In the entries below, the word "direct" appears on some lines. Copy each of those lines.

Dataset entries:
——

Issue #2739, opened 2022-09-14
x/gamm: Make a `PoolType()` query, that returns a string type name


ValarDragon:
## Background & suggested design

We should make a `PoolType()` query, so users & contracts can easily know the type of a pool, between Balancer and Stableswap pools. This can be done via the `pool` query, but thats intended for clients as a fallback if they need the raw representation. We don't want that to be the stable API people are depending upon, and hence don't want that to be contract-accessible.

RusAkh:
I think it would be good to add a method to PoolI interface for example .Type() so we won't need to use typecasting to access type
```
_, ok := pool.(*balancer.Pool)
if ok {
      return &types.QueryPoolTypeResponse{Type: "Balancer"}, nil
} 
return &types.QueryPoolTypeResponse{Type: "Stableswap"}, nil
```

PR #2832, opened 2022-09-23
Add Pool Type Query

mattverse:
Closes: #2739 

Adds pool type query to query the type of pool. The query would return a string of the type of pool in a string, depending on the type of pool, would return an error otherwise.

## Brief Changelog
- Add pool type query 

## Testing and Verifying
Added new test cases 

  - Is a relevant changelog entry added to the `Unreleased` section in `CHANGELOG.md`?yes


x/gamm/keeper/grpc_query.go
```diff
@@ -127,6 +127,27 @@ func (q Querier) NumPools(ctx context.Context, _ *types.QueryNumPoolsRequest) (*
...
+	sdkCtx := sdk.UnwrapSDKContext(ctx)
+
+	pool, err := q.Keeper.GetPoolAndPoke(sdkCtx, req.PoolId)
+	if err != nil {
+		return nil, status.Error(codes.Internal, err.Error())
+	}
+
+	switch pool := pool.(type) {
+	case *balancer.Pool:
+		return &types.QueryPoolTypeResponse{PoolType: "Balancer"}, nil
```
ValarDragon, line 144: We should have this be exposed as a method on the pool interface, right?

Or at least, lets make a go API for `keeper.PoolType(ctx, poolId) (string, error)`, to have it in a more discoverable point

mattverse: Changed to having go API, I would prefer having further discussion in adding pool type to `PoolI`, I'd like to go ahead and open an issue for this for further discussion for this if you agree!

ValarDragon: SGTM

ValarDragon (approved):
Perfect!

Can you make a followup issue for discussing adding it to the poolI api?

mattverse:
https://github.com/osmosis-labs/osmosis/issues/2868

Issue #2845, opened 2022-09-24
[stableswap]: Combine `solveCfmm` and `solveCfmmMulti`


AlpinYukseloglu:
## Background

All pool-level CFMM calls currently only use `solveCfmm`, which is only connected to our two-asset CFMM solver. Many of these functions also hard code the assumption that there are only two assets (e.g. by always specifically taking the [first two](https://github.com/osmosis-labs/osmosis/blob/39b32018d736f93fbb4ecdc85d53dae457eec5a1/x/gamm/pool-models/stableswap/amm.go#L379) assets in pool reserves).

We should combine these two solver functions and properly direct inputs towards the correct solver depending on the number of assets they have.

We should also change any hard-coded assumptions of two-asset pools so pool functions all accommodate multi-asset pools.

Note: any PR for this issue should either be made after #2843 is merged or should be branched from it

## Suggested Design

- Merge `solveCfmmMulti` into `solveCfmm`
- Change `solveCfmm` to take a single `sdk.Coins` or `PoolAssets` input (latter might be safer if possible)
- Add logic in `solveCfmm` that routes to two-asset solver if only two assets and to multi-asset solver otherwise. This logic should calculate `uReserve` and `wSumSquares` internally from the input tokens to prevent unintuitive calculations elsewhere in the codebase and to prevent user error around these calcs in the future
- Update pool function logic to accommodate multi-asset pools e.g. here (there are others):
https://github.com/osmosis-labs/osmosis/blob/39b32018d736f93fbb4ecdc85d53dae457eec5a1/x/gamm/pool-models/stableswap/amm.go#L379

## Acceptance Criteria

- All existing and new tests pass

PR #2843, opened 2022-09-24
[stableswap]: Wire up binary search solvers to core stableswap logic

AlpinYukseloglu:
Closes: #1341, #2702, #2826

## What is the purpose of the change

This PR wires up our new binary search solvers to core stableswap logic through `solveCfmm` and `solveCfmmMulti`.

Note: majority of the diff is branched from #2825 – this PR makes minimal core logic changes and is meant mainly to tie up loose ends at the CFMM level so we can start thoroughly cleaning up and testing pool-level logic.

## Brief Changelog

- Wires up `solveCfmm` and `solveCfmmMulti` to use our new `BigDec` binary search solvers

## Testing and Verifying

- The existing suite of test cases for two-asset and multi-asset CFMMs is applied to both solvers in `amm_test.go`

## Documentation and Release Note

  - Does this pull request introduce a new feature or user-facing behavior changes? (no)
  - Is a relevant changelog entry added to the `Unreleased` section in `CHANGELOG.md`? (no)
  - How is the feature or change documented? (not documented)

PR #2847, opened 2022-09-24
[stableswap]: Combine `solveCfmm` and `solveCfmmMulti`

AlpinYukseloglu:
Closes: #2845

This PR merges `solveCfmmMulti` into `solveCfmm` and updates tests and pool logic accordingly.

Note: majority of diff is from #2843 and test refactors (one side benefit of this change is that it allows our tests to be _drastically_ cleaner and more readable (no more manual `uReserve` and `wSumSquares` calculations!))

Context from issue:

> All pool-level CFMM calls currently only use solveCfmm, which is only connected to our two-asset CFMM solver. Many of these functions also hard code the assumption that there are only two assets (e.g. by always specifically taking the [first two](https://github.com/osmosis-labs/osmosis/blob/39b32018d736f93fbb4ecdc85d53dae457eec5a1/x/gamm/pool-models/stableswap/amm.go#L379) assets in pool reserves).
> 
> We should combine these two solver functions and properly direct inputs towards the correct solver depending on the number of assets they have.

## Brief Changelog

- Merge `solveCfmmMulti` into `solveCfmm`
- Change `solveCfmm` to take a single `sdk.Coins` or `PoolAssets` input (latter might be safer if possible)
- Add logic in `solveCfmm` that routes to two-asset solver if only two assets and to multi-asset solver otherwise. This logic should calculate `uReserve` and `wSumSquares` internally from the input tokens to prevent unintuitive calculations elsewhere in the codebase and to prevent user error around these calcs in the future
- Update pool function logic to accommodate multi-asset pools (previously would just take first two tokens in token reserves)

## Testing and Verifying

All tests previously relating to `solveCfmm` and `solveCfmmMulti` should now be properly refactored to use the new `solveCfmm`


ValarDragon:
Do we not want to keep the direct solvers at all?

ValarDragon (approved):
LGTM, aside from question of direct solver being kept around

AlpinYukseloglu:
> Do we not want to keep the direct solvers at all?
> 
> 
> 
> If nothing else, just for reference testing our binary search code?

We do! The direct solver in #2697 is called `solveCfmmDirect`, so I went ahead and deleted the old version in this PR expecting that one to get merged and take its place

——

**Solution to the exercise:**
We should combine these two solver functions and properly direct inputs towards the correct solver depending on the number of assets they have.
> We should combine these two solver functions and properly direct inputs towards the correct solver depending on the number of assets they have.
Do we not want to keep the direct solvers at all?
LGTM, aside from question of direct solver being kept around
> Do we not want to keep the direct solvers at all?
We do! The direct solver in #2697 is called `solveCfmmDirect`, so I went ahead and deleted the old version in this PR expecting that one to get merged and take its place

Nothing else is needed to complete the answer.